At the same time, any serious attempt to end rat hole mining must address livelihoods. Simply shutting mines without creating alternatives pushes workers into deeper precarity. Many miners accept the risks because safer employment is unavailable or poorly paid. Skill development, alternative employment in agriculture, forestry, infrastructure, and regulated mining must be part of the transition. This requires investment, planning, and patience. It also requires listening to local communities rather than treating them only as subjects of enforcement.
Legal mining, if conducted responsibly, could offer a way forward. Meghalaya does have coal resources, and completely denying their extraction may not be realistic. What is unacceptable is extraction that treats human lives as disposable. Scientific mining methods, environmental safeguards, and labour protections are not luxuries. They are the minimum requirements of a society that claims to value life. Transitioning from illegal rat hole mining to regulated practices will be complex, but complexity cannot be an excuse for inaction.
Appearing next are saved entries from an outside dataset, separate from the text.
PR #239, opened 2024-07-15
FE-1013 Prevent a crash and print some logs in FirebaseCrashlytics

PavlosTze:
### **Why?**
Prevent a crash and print some logs in FirebaseCrashlytics so we can figure out the cases it happens in Forecast Details.

### **How?**
If `position == -1` (which produces a crash afterwards), catch it, return `0` as the fallback and print the error through `Timber.e` so we can try to reproduce it afterwards.

### **Testing**
Not testable as I haven't reproduced it yet. So I'm printing some logs in Firebase Crashlytics in case they help.

### DIFF
--- a/app/src/main/java/com/weatherxm/ui/deviceforecast/ForecastDetailsViewModel.kt
+++ b/app/src/main/java/com/weatherxm/ui/deviceforecast/ForecastDetailsViewModel.kt
@@ -94,7 +94,8 @@ class ForecastDetailsViewModel(
              * Temporary code so we can figure out why some crashes occur, in which cases/dates
              */
             val allDates = forecast.forecastDays.joinToString(" : ") { it.date.toString() }
-            Timber.e("Could not find selected day in forecast: $selectedISODate $allDates")
+            Timber.e("Could not find selected day " +
+                "($selectedISODate - $selectedLocalDate) in forecast: $allDates")
             0
         } else {
             position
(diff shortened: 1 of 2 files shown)


app/src/main/java/com/weatherxm/ui/deviceforecast/ForecastDetailsViewModel.kt
```diff
@@ -80,13 +80,24 @@ class ForecastDetailsViewModel(
...
+        val position = forecast.forecastDays.indexOfFirst {
+            it.date == selectedLocalDate
+        }
+
+        return if (position == -1) {
+            /**
+             * Temporary code so we can figure out why some crashes occur, in which cases/dates
+             */
+            val allDates = forecast.forecastDays.joinToString(" : ") { it.date.toString() }
+            Timber.e("Could not find selected day in forecast: $selectedISODate $allDates")
```
pantelisss, line 97: Maybe we should include the `selectedLocalDate` as well

pantelisss (changes requested):
Looks good, just check my comment and we are good to go

app/src/main/java/com/weatherxm/ui/deviceforecast/ForecastDetailsViewModel.kt
PavlosTze: Valid point, done!

PR #241, opened 2024-07-16
FE-1015 Update Kable library and sort them alphabetically

PavlosTze:
### **Why?**
Update Kable library and sort them alphabetically

### **Testing**
1. Ensure that the project builds successfully
2. Connect to a device via BLE and perform an operation (e.g. Reboot)


pantelisss (approved):
Codewise seems ok and runs as expected. 
Unfortunately, I could not test it on a real device for the BLE check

There is also a need to recognise the human cost beyond numbers. Each miner who dies leaves behind a family whose economic and emotional stability collapses overnight. Children drop out of school. Debts multiply. Widows struggle to claim compensation in unfamiliar bureaucracies. These stories rarely make headlines, but they are the true legacy of rat hole mining. When society tolerates such deaths, it implicitly decides whose lives are worth protecting and whose are expendable.
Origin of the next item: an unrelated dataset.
PR #243, opened 2024-07-19
FE-1017 Feature/kable ble scanner

PavlosTze:
### **Why?**
Replace an obsolete library we were using with the Kable library for BLE scanning which we already use in connection & communication via BLE.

Media attention plays a crucial role in shaping public response. Reporting on rat hole mining often peaks during disasters and fades quickly afterward. Sustained investigative journalism that follows the money, exposes networks, and tracks enforcement failures can help keep pressure alive. Civil society organisations, too, have a role in advocating for miners’ rights and environmental protection. Courts can issue orders, but without public vigilance, those orders risk remaining on paper.
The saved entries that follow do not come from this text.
PR #246, opened 2024-07-22
FE-1029 Feature/user properties owned stations wallet

PavlosTze:
### **Why?**
Add in Analytics User Properties the `STATIONS_OWN` and `HAS_WALLET` params.

### **How?**
Save the respective entries in `SharedPreferences` and use them on `AnalyticsInitializer` in order to set them as user params.

### **Testing**
Ensure that these params are logged correctly **after** the first run (as the cache needs to be initialized first) by checking the logger in Android Studio.

### DIFF
--- a/app/src/main/java/com/weatherxm/analytics/AnalyticsService.kt
+++ b/app/src/main/java/com/weatherxm/analytics/AnalyticsService.kt
@@ -269,6 +269,8 @@ interface AnalyticsService {
         INCHES("in"),
         HPA("hpa"),
         INHG("inhg"),
+        STATIONS_OWN("STATIONS_OWN"),
+        HAS_WALLET("HAS_WALLET")
     }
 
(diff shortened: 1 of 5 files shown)


pantelisss (changes requested):
If I'm not missing something, I couldn't find somewhere the cleanup of these properties on logout

PavlosTze:
They are cleaned up in CacheService `clearAll` function:
```
    fun clearAll() {
        this.walletAddress = null
        this.user = null
        this.forecasts.clear()
        this.suggestions.clear()
        this.locations.clear()
        this.followedStationsIds = listOf()
        this.userStationsIds = listOf()

        okHttpCache.evictAll()
        encryptedPreferences.edit().clear().apply()
        clearUserPreferences()
    }
```

pantelisss (approved):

Education and awareness within local communities are equally important. When mining deaths are seen as inevitable or as the price of survival, resistance weakens. Highlighting alternative livelihoods, sharing information about health and safety, and involving communities in monitoring can slowly shift attitudes. Social disapproval can be a powerful force. When illegal mining brings shame rather than acceptance, participation declines.
Ultimately, the question is not whether rat hole mining can be stopped, but whether there is sufficient collective will to stop it. The knowledge of its dangers is widespread. The legal ban exists. The repeated tragedies provide undeniable evidence. What remains lacking is moral urgency translated into consistent action. Distressing regularity should not become destiny.
Illegal mining must become operationally prohibitive through strict enforcement, technological oversight, and accountability that reaches beyond the lowest rung. It must become socially expensive through public scrutiny, ethical consumer behaviour, and community engagement. And it must be replaced by economic alternatives that do not force people to choose between starvation and suffocation.
Meghalaya’s rat hole mines are not just holes in the ground. They are holes in governance, empathy, and justice. Filling them requires more than condolences after each death. It requires a decision to value human life above cheap coal, and to act on that decision every day, not just when tragedy briefly captures attention. Until that happens, the regularity of distress will continue, and with it, the quiet acceptance of a crime that should never have been allowed to become normal.